++++ RECORDS TO USE ++++

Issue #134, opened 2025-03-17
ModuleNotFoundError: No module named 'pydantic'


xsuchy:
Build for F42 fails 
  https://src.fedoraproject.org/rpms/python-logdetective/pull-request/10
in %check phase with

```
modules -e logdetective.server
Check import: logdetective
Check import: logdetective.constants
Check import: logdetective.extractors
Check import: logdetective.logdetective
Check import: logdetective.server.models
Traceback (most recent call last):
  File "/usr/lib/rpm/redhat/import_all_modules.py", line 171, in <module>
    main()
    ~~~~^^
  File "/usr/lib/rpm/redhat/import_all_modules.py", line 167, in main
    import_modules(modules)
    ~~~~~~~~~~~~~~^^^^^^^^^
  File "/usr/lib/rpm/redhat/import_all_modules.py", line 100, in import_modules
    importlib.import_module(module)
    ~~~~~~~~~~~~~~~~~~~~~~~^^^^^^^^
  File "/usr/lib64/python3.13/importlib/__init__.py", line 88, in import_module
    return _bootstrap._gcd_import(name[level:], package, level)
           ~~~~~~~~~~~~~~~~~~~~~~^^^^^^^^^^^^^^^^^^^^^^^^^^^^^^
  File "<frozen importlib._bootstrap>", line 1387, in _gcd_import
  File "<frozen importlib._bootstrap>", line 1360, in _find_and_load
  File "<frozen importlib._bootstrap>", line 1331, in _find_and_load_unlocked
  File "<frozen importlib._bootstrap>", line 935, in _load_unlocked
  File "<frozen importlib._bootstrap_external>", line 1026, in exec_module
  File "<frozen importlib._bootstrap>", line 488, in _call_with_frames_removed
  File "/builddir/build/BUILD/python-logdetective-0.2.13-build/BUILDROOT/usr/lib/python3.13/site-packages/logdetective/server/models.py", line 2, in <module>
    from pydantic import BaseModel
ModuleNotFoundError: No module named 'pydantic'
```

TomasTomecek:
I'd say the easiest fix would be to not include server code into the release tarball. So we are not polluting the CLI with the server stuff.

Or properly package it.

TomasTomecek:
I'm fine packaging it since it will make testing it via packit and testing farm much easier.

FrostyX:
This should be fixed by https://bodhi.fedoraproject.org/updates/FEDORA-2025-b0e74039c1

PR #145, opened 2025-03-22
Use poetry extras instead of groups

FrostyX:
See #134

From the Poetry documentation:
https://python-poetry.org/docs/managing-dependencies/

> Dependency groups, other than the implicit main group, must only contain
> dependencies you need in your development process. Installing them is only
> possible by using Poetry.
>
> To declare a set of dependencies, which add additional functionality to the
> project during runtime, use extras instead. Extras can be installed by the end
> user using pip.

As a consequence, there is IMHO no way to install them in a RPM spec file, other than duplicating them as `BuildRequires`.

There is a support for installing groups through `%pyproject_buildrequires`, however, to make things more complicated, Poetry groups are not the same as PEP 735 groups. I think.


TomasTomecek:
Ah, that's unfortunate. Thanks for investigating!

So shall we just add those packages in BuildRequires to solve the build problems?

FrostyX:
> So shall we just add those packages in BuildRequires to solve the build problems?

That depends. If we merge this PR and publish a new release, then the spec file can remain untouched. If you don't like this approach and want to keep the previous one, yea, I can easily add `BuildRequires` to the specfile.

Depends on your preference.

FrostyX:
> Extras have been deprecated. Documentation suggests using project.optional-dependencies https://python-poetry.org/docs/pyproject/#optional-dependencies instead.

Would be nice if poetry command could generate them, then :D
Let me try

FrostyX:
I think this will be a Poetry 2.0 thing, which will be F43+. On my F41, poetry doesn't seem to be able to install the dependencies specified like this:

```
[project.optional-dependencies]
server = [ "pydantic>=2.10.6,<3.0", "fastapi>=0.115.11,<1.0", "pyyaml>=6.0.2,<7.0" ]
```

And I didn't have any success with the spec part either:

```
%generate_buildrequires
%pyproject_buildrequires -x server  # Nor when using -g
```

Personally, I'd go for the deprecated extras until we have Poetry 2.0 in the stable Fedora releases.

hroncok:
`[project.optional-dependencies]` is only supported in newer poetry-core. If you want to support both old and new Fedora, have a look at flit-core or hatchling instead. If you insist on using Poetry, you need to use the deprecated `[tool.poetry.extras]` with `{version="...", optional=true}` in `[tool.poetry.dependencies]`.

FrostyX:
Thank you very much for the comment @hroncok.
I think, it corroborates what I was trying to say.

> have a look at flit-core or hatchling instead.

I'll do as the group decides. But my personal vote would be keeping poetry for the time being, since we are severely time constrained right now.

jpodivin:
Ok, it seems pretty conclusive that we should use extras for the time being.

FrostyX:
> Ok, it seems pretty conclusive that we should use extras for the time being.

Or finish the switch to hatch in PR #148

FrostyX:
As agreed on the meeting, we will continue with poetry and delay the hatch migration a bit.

++++

**EXERCISE DETAILS:**
The lines to retype, exactly and only, run from the first line of the material through the line with "https://python-poetry.org/docs/managing-dependencies/".

**RESULT:**
Issue #134, opened 2025-03-17
ModuleNotFoundError: No module named 'pydantic'


xsuchy:
Build for F42 fails 
  https://src.fedoraproject.org/rpms/python-logdetective/pull-request/10
in %check phase with

```
modules -e logdetective.server
Check import: logdetective
Check import: logdetective.constants
Check import: logdetective.extractors
Check import: logdetective.logdetective
Check import: logdetective.server.models
Traceback (most recent call last):
  File "/usr/lib/rpm/redhat/import_all_modules.py", line 171, in <module>
    main()
    ~~~~^^
  File "/usr/lib/rpm/redhat/import_all_modules.py", line 167, in main
    import_modules(modules)
    ~~~~~~~~~~~~~~^^^^^^^^^
  File "/usr/lib/rpm/redhat/import_all_modules.py", line 100, in import_modules
    importlib.import_module(module)
    ~~~~~~~~~~~~~~~~~~~~~~~^^^^^^^^
  File "/usr/lib64/python3.13/importlib/__init__.py", line 88, in import_module
    return _bootstrap._gcd_import(name[level:], package, level)
           ~~~~~~~~~~~~~~~~~~~~~~^^^^^^^^^^^^^^^^^^^^^^^^^^^^^^
  File "<frozen importlib._bootstrap>", line 1387, in _gcd_import
  File "<frozen importlib._bootstrap>", line 1360, in _find_and_load
  File "<frozen importlib._bootstrap>", line 1331, in _find_and_load_unlocked
  File "<frozen importlib._bootstrap>", line 935, in _load_unlocked
  File "<frozen importlib._bootstrap_external>", line 1026, in exec_module
  File "<frozen importlib._bootstrap>", line 488, in _call_with_frames_removed
  File "/builddir/build/BUILD/python-logdetective-0.2.13-build/BUILDROOT/usr/lib/python3.13/site-packages/logdetective/server/models.py", line 2, in <module>
    from pydantic import BaseModel
ModuleNotFoundError: No module named 'pydantic'
```

TomasTomecek:
I'd say the easiest fix would be to not include server code into the release tarball. So we are not polluting the CLI with the server stuff.

Or properly package it.

TomasTomecek:
I'm fine packaging it since it will make testing it via packit and testing farm much easier.

FrostyX:
This should be fixed by https://bodhi.fedoraproject.org/updates/FEDORA-2025-b0e74039c1

PR #145, opened 2025-03-22
Use poetry extras instead of groups

FrostyX:
See #134

From the Poetry documentation:
https://python-poetry.org/docs/managing-dependencies/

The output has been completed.